My wife found out I was cheating after she found the letters I was hiding.
She got mad and said she’s never playing Scrabble with me again.
A Change of Style
Two men were changing in the locker room after a game of tennis. One notices the other one is putting on pair of stockings and suspenders. He says, "When did you start wearing them?" To which the other man replies, "Since my wife found a pair on the back seat of the car."
A guy is talking to his best friend. He tells him, "I haven't made love with her for a month. She's carrying a strange virus that can leave me deaf if I have any sort of sexual intercourse with her."
The friend replied, "Talk louder man, I can't hear a thing you're saying."
Magnussen goes to a marriage counselor and says, "My wife isn't as much fun as she used to be."
The marriage counselor says, "Do you still enjoy a roll in the hay?"
Magnussen says, "As much as the next fellow."
The counselor says, "Maybe between you and the next fellow, she's exhausted."
This guy took his nymphomaniac wife to the sex therapist for treatment. "This is one hot potato of a lady, doctor," he said, "Maybe you can do something for her?

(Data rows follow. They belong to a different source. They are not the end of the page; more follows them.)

PR #1118, opened 2019-10-28
fix: Set SR viewport as active by interaction

### LINKED ISSUE #1076: Unable to set SR in `ActiveViewport` by clicking thumbnail

### LINKED ISSUE #1079: User is unable to set the SR viewport as the ActiveViewport by interaction.
- Open a study containing an SR
- Create a 3x3 layout
- Add SR to an inactive layout
- Attempt to interact with Viewport
- Viewport does not become "active" (see border around viewport)

- [ ] **Should have E2E test**

n2yneRSJjA

rodrigolabs:
Fixes #1079 

## Preview

sr-active-viewport

___

✅E2E Test added


.eslintrc.json
```diff
@@ -16,6 +16,7 @@
   },
   "globals": {
     "cy": true,
+    "before": true,
```
dannyrb: 👍

platform/viewer/cypress/support/commands.js
```diff
@@ -328,6 +328,21 @@ Cypress.Commands.add('percyCanvasSnapshot', (name, options = {}) => {
   });
 });
 
+Cypress.Commands.add('setLayout', (columns = 1, rows = 1) => {
```
dannyrb: 👍

platform/viewer/cypress/integration/pwa/OHIFExtensionHTML.spec.js
```diff
@@ -22,4 +22,23 @@ describe('OHIF HTML Extension', () => {
       'Imaging Measurement Report'
     );
   });
+
+  it.only('checks if the HTML viewport has been set to active by interaction', () => {
```
dannyrb: `it.only` -- haven't seen that before. How many flavors of this are there?

extensions/dicom-html/src/DicomHtmlViewport.js
```diff
@@ -225,15 +233,34 @@ class DicomHtmlViewport extends Component {
...
 
+  setViewportActiveHandler = () => {
+    const {
+      setViewportActive,
+      viewportIndex,
+      activeViewportIndex,
+    } = this.props;
+
+    if (viewportIndex !== activeViewportIndex) {
+      setViewportActive();
```
dannyrb: If you're checking if the viewportIndexes are equal, is a throttle still required? This would short-circuit things pretty quickly, and may actually be more performant?

platform/viewer/cypress/integration/pwa/OHIFExtensionHTML.spec.js
rodrigolabs: Oh, good catch! `.only` runs only this specific test. I'm gonna remove it, my mistake!

extensions/dicom-html/src/DicomHtmlViewport.js
rodrigolabs: I was afraid to let all scroll events happen and so I used the throttle only on `onScroll`, but in fact, with this condition, we get a quick escape if the method doesn't have to be executed. Maybe I can remove this? @dannyrb

platform/viewer/cypress/support/commands.js
rodrigolabs: cc @mirnasilva this custom command can be helpful 😄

She goes for any man, any age, any time, anywhere and it is just driving me crazy with jealousy."
"We'll see," the therapist said. He directed the wife into his examining room, closed the door behind her, and told her to get undressed. Then he told her to get up onto the examining table on her stomach. The moment he touched her buttocks, she began to squirm and moan. It was too much for him to resist, so he climbed up on top of her and began screwing her. The husband suddenly hears the moans and groans coming from the examination room. Very suspicious, he bursts into the room and is confronted by the sight of the doctor astride his wife and banging away.
"Doctor, what are you doing?!?" he asked. Flustered, the therapist replied,
"Oh, it's you! I'm only taking your wife's temperature!" The husband pulled out a large pocket knife and began to hone it deliberately on his sleeve.
"Well, doc," he said, "when you take that thing out, it better have numbers on it!"